※ネタバレを含む場合があります。
今まで多くのアニメが実写化されてきました。
その多くは元の作品の世界観を壊しただけで新たな魅力を作り出すこともできず、ファンの失望や怒りとともに歴史の中に消えていきました。
そして去年の今頃、またひとつ人気アニメの実写化が発表されました。
その名は「宇宙戦艦ヤマト」
知らぬ者はいない、偉大な作品です。
この作品を実写化するというだけでも恐れ多い話だというのに、主演はアイドルとしてはともかく俳優としての評価は必ずしも高いとは言えないキムタク。

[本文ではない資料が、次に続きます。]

PR #3719, opened 2023-11-14
Reduce the static startup memory of enclaves

nick-mobilecoin:
Previously the enclaves would reserve memory for 10_000 backend
connections. An enclave would never need that many connections as it
represents each shard that a router would connect to. This value has
been reduced to 100, which reduces enclave static startup memory from
~32MB to ~320KB.

### DIFF
--- a/crypto/ake/enclave/src/lib.rs
+++ b/crypto/ake/enclave/src/lib.rs
@@ -41,16 +41,20 @@ const MAX_AUTH_PENDING_REQUESTS: usize = 64;
 const MAX_PEER_SESSIONS: usize = 64;
 
 /// Maximum number of concurrent sessions to this enclave from router enclaves.
-const MAX_FRONTEND_SESSIONS: usize = 500;
+const MAX_FRONTEND_SESSIONS: usize = 64;
 
 /// Max number of backends that this enclave can connect to as a client.
-const MAX_BACKEND_SESSIONS: usize = 10_000;
+/// Current shard size is 400_000 blocks, with 2 replicas per shard.
+/// At 2 million blocks this would require 10 connections. Using 100 connections
+/// allows for 10x increase of 2 million blocks.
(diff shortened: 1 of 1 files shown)


crypto/ake/enclave/src/lib.rs
```diff
@@ -41,16 +41,20 @@ const MAX_AUTH_PENDING_REQUESTS: usize = 64;
 const MAX_PEER_SESSIONS: usize = 64;
 
 /// Maximum number of concurrent sessions to this enclave from router enclaves.
-const MAX_FRONTEND_SESSIONS: usize = 500;
+const MAX_FRONTEND_SESSIONS: usize = 64;
```
nick-mobilecoin, line 44: This should be a many to one where there are Many backends to one frontend, as such each shard should only be talking to a handful of routers. I used 64 since that was the same as the peer sessions.
Each one of these connections is 2096. So this reduces ~1MB to 128KB

crypto/ake/enclave/src/lib.rs
```diff
@@ -41,16 +41,20 @@ const MAX_AUTH_PENDING_REQUESTS: usize = 64;
...
 
 /// Max number of backends that this enclave can connect to as a client.
-const MAX_BACKEND_SESSIONS: usize = 10_000;
+/// Current shard size is 400_000 blocks, with 2 instances per shard.
+/// At 2 million blocks this would require 10 connections. Using 100 connections
+/// allows for 10x increase of 2 million blocks.
+const MAX_BACKEND_SESSIONS: usize = 100;
```
nick-mobilecoin, line 50: This and the `MAX_BACKEND_AUTH_PENDING_REQUESTS` were the heavy hitters.
At 10,000 this used 20,960,000B and `MAX_BACKEND_AUTH_PENDING_REQUESTS` used 12,480,000B. 
These values represent how many shard replicas a router needs to talk to.

eranrund (approved):

PR #3721, opened 2023-11-14
Remove fog view router omap

nick-mobilecoin:
Previously the fog view router allocated 30MB of OMAP. This was a hold over from when fog view router was fog view. Only the view stores need OMAP and fog view router does not need OMAP.


eranrund (approved):

holtzman (approved):
lgtm

PR #438, opened 2021-02-08
Cleanup Varda and Koski error logs, KLogger extensions

mikkopiu:
#### Summary
- Log Varda and Koski error metadata correctly
    - #417 added metadata to Varda logs but the missing `mapOf("meta" to meta)` was missed, resulting in logs where the meta-fields were actually top-level fields
        - The KLogger extensions don't actually map directly to the meta-field in our JSON logs but need an extra mapOf(meta to arg) wrapped around them
    - Unify Koski error logging with Varda and instead of outputting the whole multi-line error response, log the relevant fields in "meta"
- As a "lesson learned" from the above, map `KLogger` meta-arguments directly to meta-fields
    - There isn't a use case for overwriting any other fields than the freeform "meta" (as everything else is provided by the loggers and/or is structured data)
    - Handle the extra meta-mapping inside the logger extensions and rename the field (`args -> meta`) to better reflect its use case
    - Add documentation for logger extensions existence to make them more widely known
- service-lib: test for error logger with exception
   - New logger method was missing tests
   - It's not a great test but more of a sanity check

Snippet of incorrect log output:
```jsonc
    "logLevel": "ERROR",
    "hostIp": "10.230.25.167",
    "exception": "BubbleFuelError",
    "url": "https://backend.varda-db.csc.fi/api/v1/maksutiedot/", // <-- This shouldn't be here
    "version": 1
  }
```

and correct:

```jsonc
    "logLevel": "ERROR",
    "hostIp": "10.230.25.167",
    "exception": "BubbleFuelError",
    "meta": {
        "url": "https://backend.varda-db.csc.fi/api/v1/maksutiedot/", // <-- But here instead
        // ...
    }
    "version": 1
  }
```

### DIFF
--- a/service-lib/src/main/kotlin/fi/espoo/voltti/logging/loggers/AppMiscLoggers.kt
+++ b/service-lib/src/main/kotlin/fi/espoo/voltti/logging/loggers/AppMiscLoggers.kt
@@ -8,30 +8,32 @@ import mu.KLogger
 import net.logstash.logback.argument.StructuredArguments
 
 /**
- * Extensions to allow adding meta-fields (and technically any other) to app-misc logs
- * without requiring StructuredArguments wrapper and a dependency to net.logstash.logback.
+ * Extensions to allow adding meta-fields to app-misc logs without requiring StructuredArguments wrapper
+ * and an unnecessary dependency to net.logstash.logback.
  */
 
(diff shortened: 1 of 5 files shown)


jaahon (approved):

mikkopiu:
Fixed tests, missing String conversion

PR #443, opened 2021-02-09
EVAKA-4103 indicate transfer applications

hruoho:
#### Summary

For transfer applications, show piece of text next to the title on application list & editor

### DIFF
--- a/frontend/packages/citizen-frontend/src/applications/ApplicationCreation.tsx
+++ b/frontend/packages/citizen-frontend/src/applications/ApplicationCreation.tsx
@@ -114,6 +114,7 @@ export default React.memo(function ApplicationCreation() {
               <Gap size="L" />
               <AlertBox
                 thin
+                data-qa={'duplicate-application-notification'}
                 message={t.applications.creation.duplicateWarning}
               />
             </>
@@ -123,6 +124,7 @@ export default React.memo(function ApplicationCreation() {
               <Gap size="L" />
               <InfoBox
                 thin
+                data-qa={'transfer-application-notification'}
                 message={
                   t.applications.creation.transferApplicationInfo[
                     selectedType === 'DAYCARE' ? 'DAYCARE' : 'PRESCHOOL'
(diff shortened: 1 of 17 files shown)


jaahon (commented):
Should the transfer application part be in lower case? I forgot, but there is an info box when creating a transfer application. That should probably added as well.

Also, clean up the git history.

image

frontend/packages/citizen-frontend/src/applications/ApplicationCreation.tsx
```diff
@@ -98,6 +115,19 @@ export default React.memo(function ApplicationCreation() {
               />
             </>
           ) : null}
+          {!duplicateExists && shouldUseTransferApplication && (
+            <>
+              <Gap size="L" />
+              <AlertBox
```
jaahon, line 121: This should be an `InfoBox`.

service/src/main/kotlin/fi/espoo/evaka/application/ApplicationQueries.kt
```diff
@@ -115,6 +115,35 @@ fun duplicateApplicationExists(
         .isNotEmpty()
 }
 
+fun activePlacementExists(
+    h: Handle,
+    childId: UUID,
+    type: ApplicationType
+): Boolean {
+    // language=sql
```
jaahon, line 123: Move this to correct place or just remove it.

service/src/main/kotlin/fi/espoo/evaka/application/ApplicationQueries.kt
```diff
@@ -115,6 +115,35 @@ fun duplicateApplicationExists(
         .isNotEmpty()
 }
 
+fun activePlacementExists(
+    h: Handle,
```
jaahon, line 119: You shouldn't use `Handle` directly anymore, prefer `Database.Read` and `Database.Transaction`.

service/src/main/kotlin/fi/espoo/evaka/application/ApplicationQueries.kt
```diff
@@ -115,6 +115,35 @@ fun duplicateApplicationExists(
...
+            SELECT 1
+            FROM placement
+            WHERE 
+                child_id = :childId AND
+                type IN (<types>) AND 
+                current_date <= end_date
+        """.trimIndent()
+    return h.createQuery(sql)
+        .bind("childId", childId)
+        .bindList("types", placementTypes)
```
jaahon, line 141: The `bindList` method has some quirks so regular `bind` with an array is preferable, you'll have to change the condition to `type = ANY(:types)` as well.

jaahon (approved):
🏆

PR #445, opened 2021-02-09
Round the clock flag

mapehe:
Summary:

Re-enable the legacy round the clock checkbox from unit editor for front end filtering purposes.


Joosakur (approved):
Could also add the field to `PublicUnit` class and to relevant queries returning that

Joosakur (approved):
Could also add the field to `PublicUnit` class and to relevant queries returning that

mapehe:
Thanks for the feedback @Joosakur. Updated accordingly!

さらにヒロインの森雪に大胆な設定変更が入れられていることをはじめ、多くの設定に変更が入っているという情報が入っています。
はっきり言って、ここまで地雷臭のする映画は珍しいくらいでした。
映画館で予告編を見てもその感は変わることはなく、むしろネタ映画として楽しんでこよう、そのくらいの気持ちで劇場に行きました。
が、その気持ちは冒頭でいきなり裏切られます。
普通に見ていられるのです。
確かに、映像も演出もハリウッド制作の大作SFに比べれば遥かに劣ります。
スタートレック・エンタープライズやバトルスター・ギャラクティカといったテレビドラマにすら劣っているかもしれない程度です。
しかし、日本のSF映画もやればできるじゃないかという域に達していたのもまた確かです。
各キャラクターの設定変更も特に気になるものでもなく、むしろ女性を増やすことで現代的なイメージを作り出すことさえできています。
リファインされた艦載機のデザインもなかなか良いものがありますし、アニメよりも少し上の世代としてアレンジされた古代と島も悪くはありません。
昔のファンには気に入らない点になるであろうガミラスの大幅な設定変更も、これはこれで現代のSFドラマ的な雰囲気を作り出すことができています。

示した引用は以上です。